Light: 55W PLL Light + 25W T5HO = 80Watt

i dont have Drop checker i take 5ml water from the aquarium as the Sera PH tester kit instruction put in the measurement cup and add in 4 drops of Sera Liquid PH tester and mix it the color turns reddish as 4.5 to 5.5 PH
as the fauna i have is 2xOto 1xSAE and every time i introduce Shrimp they die after 42Hours...
and im from Malaysia   

Thanks in advance,
Regards,
Kenneth


----------



## bigmatt (17 Jun 2010)

Can you get a copy of your local water report - that might hold the key.  In the UK we can email or write (or sometimes find the website) of our water company and they will send a detailed water report.  4.5 seems awfully low for tap water - maybe other members could advise on whether substrate etc. is causing this?
Hope this helps,
Matt


----------



## Nelson (17 Jun 2010)

whats the ph of your tap water ?.
doesn't  ADA Amazonia 2 lower ph as well.

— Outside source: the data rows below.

PR #606, opened 2024-07-24
Updates for the ESP32 network interface

brentru:
This pull request updates `src/network_interfaces/Wippersnapper_ESP32.h`:
* Switches from depreciated `WiFiClientSecure` to arduino-esp32 3.x `NetworkClientSecure` object
* Fixes inability to connect to an MQTT test broker without SSL/TLS by adding an option to use `NetworkClient` instead of `NetworkClientSecure`.
* Updates the CA certificate for the io.adafruit staging server 

All of these changes have been tested on an Adafruit QtPY ESP32-S2

### DIFF
--- a/src/network_interfaces/Wippersnapper_ESP32.h
+++ b/src/network_interfaces/Wippersnapper_ESP32.h
@@ -8,7 +8,7 @@
  * please support Adafruit and open-source hardware by purchasing
  * products from Adafruit!
  *
- * Copyright (c) Brent Rubell 2020-2021 for Adafruit Industries.
+ * Copyright (c) Brent Rubell 2020-2024 for Adafruit Industries.
  *
  * MIT license, all text here must be included in any redistribution.
  *
@@ -25,7 +25,8 @@
 #include "Arduino.h"
 #include "WiFi.h"
 #include "WiFiMulti.h"
-#include <WiFiClientSecure.h>
+#include <NetworkClient.h>
+#include <NetworkClientSecure.h>
 extern Wippersnapper WS;
 
 /****************************************************************************/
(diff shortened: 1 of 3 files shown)


src/network_interfaces/Wippersnapper_ESP32.h
```diff
@@ -156,18 +158,24 @@ class Wippersnapper_ESP32 : public Wippersnapper {
...
+      _mqtt_client_secure->setCACert(
+          strcmp(WS._config.aio_url, "io.adafruit.com") == 0
+              ? _aio_root_ca_prod
+              : _aio_root_ca_staging);
+      WS._mqtt = new Adafruit_MQTT_Client(
+          _mqtt_client_secure, WS._config.aio_url, WS._config.io_port, clientID,
+          WS._config.aio_user, WS._config.aio_key);
     } else {
-      _mqtt_client->setInsecure();
+      // Insecure connections require a NetworkClient object rather than a
```
tyeth, line 172: Looks good, although not so keen that this disables SSL fully for local testing, would prefer a flag, but it also feels a bit unnecessary as we can always fudge it to test local ssl.
Probably makes sense to test the same tweak for Pico + nina

tyeth (changes requested):
Requesting the same secure/insecure client usage for Pico + NINA

brentru:
@tyeth  Not entirely sure if Nina/Airlift needs this, they are configured to be SSL-only

brentru:
@tyeth  Requesting a re-review. I've changed the Pico network interface to reflect these changes.

tyeth (approved):
This looks great. Good spot on Wifi101, I'm assuming this needs to be ignored.

brentru:
> This looks great. Good spot on Wifi101, I'm assuming this needs to be ignored.

Exactly, otherwise, the lib has a conflict between WiFi101 and WiFi.h

PR #623, opened 2024-08-23
Add HDC3021/HDC302x

tyeth:
This adds the HDC302x driver.
Upon boot the first reading for humidity was reasonable however the temp readings were -45c, so now it skips the first reading.


tyeth:
I can imagine you asking for the debug prints to be removed, which makes sense. I could leave the two status reasons as comments or comment out the debug prints

brentru (approved):
LGTM, addresses the issue you mentioned with first reading correctly

Issue #591, opened 2024-06-10
QTPY S3 will not load the WIPPER drive


Timeline8:
Last night, following guide on [https://io.adafruit.com/Timeline/device ... uf2/step-2](https://io.adafruit.com/Timeline/devices/new/qtpy-esp32s3-n4r2/uf2/step-2)
And also referencing [https://learn.adafruit.com/adafruit-qt- ... pper-setup](https://learn.adafruit.com/adafruit-qt-py-esp32-s3/wippersnapper-setup)
Booted Qt Py S3 into bootloader mode with double press of the reset button. File **INFO_UF2.TXT** reports the following:

TinyUF2 Bootloader 0.18.2 - tinyusb (0.15.0-566-gf1e006d09)
Model: Adafruit QT Py ESP32-S3 (4M Flash, 2M PSRAM)
Board-ID: ESP32S3-QTPy-N4R2-A
Date: Mar 22 2024
Flash Size: 0x00160000 bytes

Downloaded latest version of Whippersnapper for my board named **wippersnapper.qtpy_esp32s3_n4r2.1.0.0-beta.83.uf2**

Drag and dropped file onto **QTPYS3BOOT**

Board restarted but I was not offered a **WIPPER** drive nor any drive at all. Tried hitting reset and also hard power cycling the board by pulling the USB. No drive appearing and NeoPixel is showing a steady green-yellow color. Board was previously running CircuitPython however I am not presented with a **CIRCUITPY** drive either. Confirmed chip silkscreen on the board is “FHR2...” so 4MB Flash/2MB PSRAM.

Following instructions on [https://learn.adafruit.com/adafruit-qt- ... tory-reset](https://learn.adafruit.com/adafruit-qt-py-esp32-s3/factory-reset), downloaded Factory Reset Firmware UF2 and after soft reset confirmed visually by the LED "NeoPixel rainbow swirl example” was running.

[...]

PR #625, opened 2024-09-05
Fix TinyUSB Enumeration bug on ESP32-S3

brentru:
This pull request updates the TinyUSB dependency to include a patch for the ESP32-S3's USB enumeration bug first reported in #591. I've also updated WipperSnapper's USB-MSC Filesystem class to force enumeration per @hathach 's advice in https://github.com/adafruit/Adafruit_TinyUSB_Arduino/issues/436#issuecomment-2331186664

i'm not a shrimp expert but i reckon the ph is too low for them to molt.
doesn't explain why they die so quick though  :? .


----------



## freestyler87 (18 Jun 2010)

Thanks for reply,
my tap water ph 6.5
the 4.5 to 5.5 is from my aquarium... 
ya ADA amazonia and malayan lower the PH..
well sad to say, i have asked my local water company to provide the test report for more than 2 months...
just to let you know Malaysian Government SUCKS... if you bribe them, they will give you asap...


----------



## mr. luke (20 Jun 2010)

I would ditch the A/S and breed your chosen shrimps in your tapwater.
That is THE perfect ph for breeding crs verieties, i wish i was so lucky.
Its a combination of your c02 (could be lowering your ph up to 1 on your ph scale) and your aquasoil  i think.


----------



## chrisfraser05 (20 Jun 2010)

Just a quick thought, can you add limestone or something to raise the PH? Limestone does rais it doesn't it?


----------



## dw1305 (21 Jun 2010)

Hi all,


> Just a quick thought, can you add limestone or something to raise the PH? Limestone does raise it doesn't it?


 That would be my suggestion as well, some oyster shell grit or egg shell just to offer a bit of buffering.
cheers Darrel


----------